Dataset entries

PR #5416, opened 2024-01-05
CI: add a build for ARM architecture

ghost:
Remove some unnecessary tasks and add a build for ARM.

****

Using CircleCI SSH we will be able to reproduce and debug the SunMD5 issue.
```
Testing: SunMD5 [MD5 128/128 ASIMD 4x2]... (2xOMP) *** stack smashing detected ***: terminated
.circleci/circle-ci.sh: line 102:  9032 Aborted                 (core dumped) $JTR --test=0
```

### DIFF
--- a/.circleci/config.yml
+++ b/.circleci/config.yml
@@ -33,7 +33,7 @@ jobs:
   no-plugs:
     <<: *common_linux
     docker:
-      - image: claudioandre/john:opencl18
+      - image: claudioandre/john:opencl
         environment:
           OMP_NUM_THREADS: 2
           PLUGS: "none"
@@ -43,7 +43,7 @@ jobs:
   encoding-cpu:
     <<: *common_linux
     docker:
-      - image: ghcr.io/openwall/john-ci:fedora.32
+      - image: ghcr.io/claudioandre-br/john-ci:fedora.latest
         environment:
           OMP_NUM_THREADS: 2
           ENCODING_TEST: "cpu"
@@ -59,7 +59,7 @@ jobs:
   asan:
     <<: *common_linux
     docker:
-      - image: ghcr.io/openwall/john-ci:fedora.32
+      - image: ghcr.io/claudioandre-br/john-ci:fedora.latest
         environment:
           OMP_NUM_THREADS: 2
           ASAN_TEST: "yes"
@@ -68,7 +68,7 @@ jobs:
   test-full:
     <<: *common_linux
     docker:
-      - image: ghcr.io/openwall/john-ci:fedora.32
+      - image: ghcr.io/claudioandre-br/john-ci:fedora.latest
         environment:
           ASAN_TEST: "yes"
           FULL_TEST: "yes"
@@ -77,7 +77,7 @@ jobs:
   fast-formats-omp:
     <<: *common_linux
     docker:
-      - image: ghcr.io/openwall/john-ci:fedora.32
+      - image: ghcr.io/claudioandre-br/john-ci:fedora.latest
         environment:
           OMP_NUM_THREADS: 2
           ASAN_TEST: "yes"
@@ -87,7 +87,7 @@ jobs:
   fast-formats-omp-x-non-SIMD:
     <<: *common_linux
     docker:
-      - image: ghcr.io/openwall/john-ci:fedora.32
+      - image: ghcr.io/claudioandre-br/john-ci:fedora.latest
         environment:
           OMP_NUM_THREADS: 2
           ASAN_TEST: "yes"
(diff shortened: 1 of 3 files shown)


.circleci/config.yml
```diff
@@ -11,7 +11,6 @@ jobs:
       - run:
           name: Testing JtR
           command: .circleci/circle-ci.sh TEST
-          no_output_timeout: 20m
```
ghost, line 14: We (probably) don't need this.

solardiz:
> Using CircleCI SSH we will be able to reproduce and debug the SunMD5 issue.
> 
> ```
> Testing: SunMD5 [MD5 128/128 ASIMD 4x2]... (2xOMP) *** stack smashing detected ***: terminated
> .circleci/circle-ci.sh: line 102:  9032 Aborted                 (core dumped) $JTR --test=0
> ```

This actually failed just like that. So I guess this PR is not intended for merging yet? @claudioandre-br Are you going to debug and fix this issue now? Or on the contrary, exclude SunMD5 from this test for now? Thank you!

solardiz:
GitHub Actions is going to also have Arm support soon: https://github.blog/changelog/2023-10-30-accelerate-your-ci-cd-with-arm-based-hosted-runners-in-github-actions/ "will be entering private beta in January 2024."

ghost:
> So I guess this PR is not intended for merging yet?

It's easy to reproduce the error and get information about it, but isn't it a bug in the ARM omp implementation itself? I'll try disabling simd just to see what happens. but the `for` itself looks good.

If so, it is beyond our hands.

solardiz:
> isn't it a bug in the ARM omp implementation itself?

I think we don't know.

solardiz:
> exclude SunMD5 from this test for now

Maybe we need to do that, so that we test the rest of the formats with Arm ASIMD, OpenMP, and ASan? We haven't run such tests beyond this format, have we?

ghost:
> > exclude SunMD5 from this test for now
> 
> Maybe we need to do that, so that we test the rest of the formats with Arm ASIMD, OpenMP, and ASan? We haven't run such tests beyond this format, have we?

All other formats (that are not disabled because of something else [1]) are tested in Mac and by this PR.

[1] more or less 20 are deactivated for macOS.
```
[...]
Testing: dynamic_2014 [md5($s.md5($p).$s) (PW > 55 or salt > 11 bytes) 128/128 ASIMD 4x2]... PASS
Testing: dummy [N/A]... PASS
Testing: crypt, generic crypt(3) [?/64]... (4xOMP) PASS
All 407 formats passed self-tests!
 Ok: -test-full=0 --format=cpu (macOS ASIMD)
```

solardiz:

** Your objective **
Scan the entries above for the string "haven" and copy each line containing it.

** Answer **
Maybe we need to do that, so that we test the rest of the formats with Arm ASIMD, OpenMP, and ASan? We haven't run such tests beyond this format, have we?
> Maybe we need to do that, so that we test the rest of the formats with Arm ASIMD, OpenMP, and ASan? We haven't run such tests beyond this format, have we?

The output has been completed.